** Supplied data follows **

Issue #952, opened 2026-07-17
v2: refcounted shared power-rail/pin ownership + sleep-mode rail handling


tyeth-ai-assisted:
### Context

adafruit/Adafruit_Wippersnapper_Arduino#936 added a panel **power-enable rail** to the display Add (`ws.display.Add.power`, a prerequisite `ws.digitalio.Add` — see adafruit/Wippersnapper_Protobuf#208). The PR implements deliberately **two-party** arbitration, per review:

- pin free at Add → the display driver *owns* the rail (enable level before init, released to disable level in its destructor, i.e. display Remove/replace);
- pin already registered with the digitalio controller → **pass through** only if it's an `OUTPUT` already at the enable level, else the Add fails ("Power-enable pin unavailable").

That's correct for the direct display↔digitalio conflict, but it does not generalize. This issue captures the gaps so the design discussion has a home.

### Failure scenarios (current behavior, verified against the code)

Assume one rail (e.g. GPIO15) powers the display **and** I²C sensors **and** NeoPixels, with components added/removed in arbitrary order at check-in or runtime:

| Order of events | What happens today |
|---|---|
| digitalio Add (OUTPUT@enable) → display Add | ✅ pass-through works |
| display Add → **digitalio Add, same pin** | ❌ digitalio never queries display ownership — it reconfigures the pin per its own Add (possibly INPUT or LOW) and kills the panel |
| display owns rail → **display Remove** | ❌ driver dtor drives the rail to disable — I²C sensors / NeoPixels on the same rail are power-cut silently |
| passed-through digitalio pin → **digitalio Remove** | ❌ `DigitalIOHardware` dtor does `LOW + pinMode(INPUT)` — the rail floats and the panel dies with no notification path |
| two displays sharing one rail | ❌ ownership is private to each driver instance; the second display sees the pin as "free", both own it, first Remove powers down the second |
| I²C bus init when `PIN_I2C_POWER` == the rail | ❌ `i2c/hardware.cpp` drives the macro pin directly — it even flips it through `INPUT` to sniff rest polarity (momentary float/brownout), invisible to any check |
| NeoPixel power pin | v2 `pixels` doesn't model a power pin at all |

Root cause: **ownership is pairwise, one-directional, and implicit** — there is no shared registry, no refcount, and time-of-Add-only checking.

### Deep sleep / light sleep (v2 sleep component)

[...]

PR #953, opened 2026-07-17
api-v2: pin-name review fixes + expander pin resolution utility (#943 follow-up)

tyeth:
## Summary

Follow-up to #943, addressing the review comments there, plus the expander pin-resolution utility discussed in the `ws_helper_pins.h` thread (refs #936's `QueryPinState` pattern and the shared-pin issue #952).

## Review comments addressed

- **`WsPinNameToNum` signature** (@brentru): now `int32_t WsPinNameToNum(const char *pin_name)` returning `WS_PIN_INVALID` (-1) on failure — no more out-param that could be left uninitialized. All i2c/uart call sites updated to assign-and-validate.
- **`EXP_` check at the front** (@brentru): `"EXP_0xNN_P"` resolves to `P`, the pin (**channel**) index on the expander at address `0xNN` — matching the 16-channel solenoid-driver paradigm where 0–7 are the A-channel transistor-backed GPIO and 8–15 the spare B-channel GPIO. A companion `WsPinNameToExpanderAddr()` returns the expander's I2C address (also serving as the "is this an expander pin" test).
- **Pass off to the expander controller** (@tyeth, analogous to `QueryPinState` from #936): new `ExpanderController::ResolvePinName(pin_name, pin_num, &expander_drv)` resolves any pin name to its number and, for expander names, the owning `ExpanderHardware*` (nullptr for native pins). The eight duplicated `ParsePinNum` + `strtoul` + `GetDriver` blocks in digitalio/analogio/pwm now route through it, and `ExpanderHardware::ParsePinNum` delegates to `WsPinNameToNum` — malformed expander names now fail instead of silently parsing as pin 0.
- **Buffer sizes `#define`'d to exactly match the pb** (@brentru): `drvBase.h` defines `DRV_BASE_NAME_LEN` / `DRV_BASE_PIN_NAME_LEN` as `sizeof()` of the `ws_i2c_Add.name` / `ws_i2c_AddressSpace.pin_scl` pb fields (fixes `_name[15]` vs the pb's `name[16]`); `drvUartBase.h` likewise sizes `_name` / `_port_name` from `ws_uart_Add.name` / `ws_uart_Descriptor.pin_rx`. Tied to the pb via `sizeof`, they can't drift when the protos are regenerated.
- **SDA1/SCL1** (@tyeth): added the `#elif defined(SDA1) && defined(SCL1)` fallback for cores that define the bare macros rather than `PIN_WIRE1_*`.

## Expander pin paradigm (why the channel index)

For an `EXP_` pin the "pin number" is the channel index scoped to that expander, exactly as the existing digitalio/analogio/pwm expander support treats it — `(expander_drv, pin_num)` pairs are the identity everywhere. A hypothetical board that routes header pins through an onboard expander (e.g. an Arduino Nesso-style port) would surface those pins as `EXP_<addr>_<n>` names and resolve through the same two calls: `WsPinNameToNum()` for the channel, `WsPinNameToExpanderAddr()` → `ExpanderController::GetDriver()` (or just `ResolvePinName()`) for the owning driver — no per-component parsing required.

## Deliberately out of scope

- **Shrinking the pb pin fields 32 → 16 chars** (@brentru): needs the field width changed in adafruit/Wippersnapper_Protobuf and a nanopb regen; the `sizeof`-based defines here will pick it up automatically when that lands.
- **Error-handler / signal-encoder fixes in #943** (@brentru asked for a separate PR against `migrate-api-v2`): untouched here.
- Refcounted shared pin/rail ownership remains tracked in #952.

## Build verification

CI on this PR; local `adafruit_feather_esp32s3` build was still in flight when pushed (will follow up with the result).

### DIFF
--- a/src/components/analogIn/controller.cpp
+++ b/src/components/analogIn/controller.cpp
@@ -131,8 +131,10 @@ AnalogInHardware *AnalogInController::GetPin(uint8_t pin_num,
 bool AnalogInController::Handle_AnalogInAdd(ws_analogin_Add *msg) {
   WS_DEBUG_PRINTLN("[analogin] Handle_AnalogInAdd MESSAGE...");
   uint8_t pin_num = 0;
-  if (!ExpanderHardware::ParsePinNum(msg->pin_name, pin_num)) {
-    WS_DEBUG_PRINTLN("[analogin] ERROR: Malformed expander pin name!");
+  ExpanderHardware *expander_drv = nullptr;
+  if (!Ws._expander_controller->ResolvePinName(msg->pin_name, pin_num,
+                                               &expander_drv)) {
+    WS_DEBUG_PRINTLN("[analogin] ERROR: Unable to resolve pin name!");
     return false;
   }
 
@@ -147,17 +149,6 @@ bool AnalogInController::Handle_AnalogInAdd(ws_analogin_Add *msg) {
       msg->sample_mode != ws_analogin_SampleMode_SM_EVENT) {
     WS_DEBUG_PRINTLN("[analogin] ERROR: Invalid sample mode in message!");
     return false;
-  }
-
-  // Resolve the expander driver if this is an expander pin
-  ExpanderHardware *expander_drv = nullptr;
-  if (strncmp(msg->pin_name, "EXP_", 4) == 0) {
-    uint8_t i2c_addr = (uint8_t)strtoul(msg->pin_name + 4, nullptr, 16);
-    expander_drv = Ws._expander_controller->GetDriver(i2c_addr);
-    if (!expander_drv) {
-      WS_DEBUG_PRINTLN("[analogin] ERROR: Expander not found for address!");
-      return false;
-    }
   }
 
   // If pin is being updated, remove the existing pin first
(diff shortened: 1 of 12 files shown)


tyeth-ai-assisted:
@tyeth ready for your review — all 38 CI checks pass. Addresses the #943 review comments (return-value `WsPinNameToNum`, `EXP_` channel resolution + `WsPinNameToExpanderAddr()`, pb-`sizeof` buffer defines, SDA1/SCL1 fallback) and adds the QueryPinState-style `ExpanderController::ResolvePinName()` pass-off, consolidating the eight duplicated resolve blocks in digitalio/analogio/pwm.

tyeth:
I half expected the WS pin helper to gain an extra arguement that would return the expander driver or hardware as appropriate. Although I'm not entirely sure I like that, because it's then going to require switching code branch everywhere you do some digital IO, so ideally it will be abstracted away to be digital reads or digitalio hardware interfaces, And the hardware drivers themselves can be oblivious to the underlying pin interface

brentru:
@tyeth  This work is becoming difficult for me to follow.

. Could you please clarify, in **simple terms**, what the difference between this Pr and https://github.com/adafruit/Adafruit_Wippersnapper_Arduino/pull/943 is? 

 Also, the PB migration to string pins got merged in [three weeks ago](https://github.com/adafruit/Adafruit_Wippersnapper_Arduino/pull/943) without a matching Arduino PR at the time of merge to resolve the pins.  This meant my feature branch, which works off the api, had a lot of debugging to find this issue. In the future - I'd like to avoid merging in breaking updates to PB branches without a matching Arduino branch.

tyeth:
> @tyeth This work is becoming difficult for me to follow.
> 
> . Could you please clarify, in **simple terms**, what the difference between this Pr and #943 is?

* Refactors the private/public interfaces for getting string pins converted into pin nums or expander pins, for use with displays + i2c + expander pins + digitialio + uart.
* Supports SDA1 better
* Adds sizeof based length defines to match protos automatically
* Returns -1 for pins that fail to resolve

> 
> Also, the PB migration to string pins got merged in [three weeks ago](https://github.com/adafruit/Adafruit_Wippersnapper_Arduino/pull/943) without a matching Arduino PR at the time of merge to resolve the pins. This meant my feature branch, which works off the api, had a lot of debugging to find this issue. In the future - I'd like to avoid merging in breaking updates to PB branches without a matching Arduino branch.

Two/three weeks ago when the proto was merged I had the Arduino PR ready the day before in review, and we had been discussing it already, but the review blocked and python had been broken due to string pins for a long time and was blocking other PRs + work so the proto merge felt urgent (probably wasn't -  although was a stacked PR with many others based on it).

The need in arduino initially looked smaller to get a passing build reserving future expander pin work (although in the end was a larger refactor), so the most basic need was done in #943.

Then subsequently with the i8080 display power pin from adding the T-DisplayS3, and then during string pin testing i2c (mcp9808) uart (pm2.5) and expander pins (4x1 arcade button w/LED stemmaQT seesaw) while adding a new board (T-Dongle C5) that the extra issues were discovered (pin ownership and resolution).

** End of Supplied data **
** Supplied data follows **

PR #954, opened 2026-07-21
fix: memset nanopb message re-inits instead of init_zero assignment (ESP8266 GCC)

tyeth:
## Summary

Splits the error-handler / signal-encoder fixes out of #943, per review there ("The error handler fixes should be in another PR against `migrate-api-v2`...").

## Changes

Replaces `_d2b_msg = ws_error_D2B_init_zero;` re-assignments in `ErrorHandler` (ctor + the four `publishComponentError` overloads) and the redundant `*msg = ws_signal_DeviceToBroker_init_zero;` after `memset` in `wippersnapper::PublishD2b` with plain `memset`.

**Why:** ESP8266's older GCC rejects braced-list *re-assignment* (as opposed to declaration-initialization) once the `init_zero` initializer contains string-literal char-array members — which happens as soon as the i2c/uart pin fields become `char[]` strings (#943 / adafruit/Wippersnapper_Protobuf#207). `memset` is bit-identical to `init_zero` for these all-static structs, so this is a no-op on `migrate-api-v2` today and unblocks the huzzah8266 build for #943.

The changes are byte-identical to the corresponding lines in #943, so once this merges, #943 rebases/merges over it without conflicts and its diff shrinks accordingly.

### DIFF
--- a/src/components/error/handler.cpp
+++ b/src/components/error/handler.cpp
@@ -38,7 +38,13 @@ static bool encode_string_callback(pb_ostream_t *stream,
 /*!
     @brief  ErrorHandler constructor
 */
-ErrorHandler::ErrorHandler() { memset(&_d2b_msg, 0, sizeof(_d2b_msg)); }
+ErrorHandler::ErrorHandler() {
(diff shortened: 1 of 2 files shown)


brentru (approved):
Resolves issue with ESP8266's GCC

** End of Supplied data **

Exercise:
Tally the lines in the records above that contain the string "updated" and report only the tally.

Answer area:
2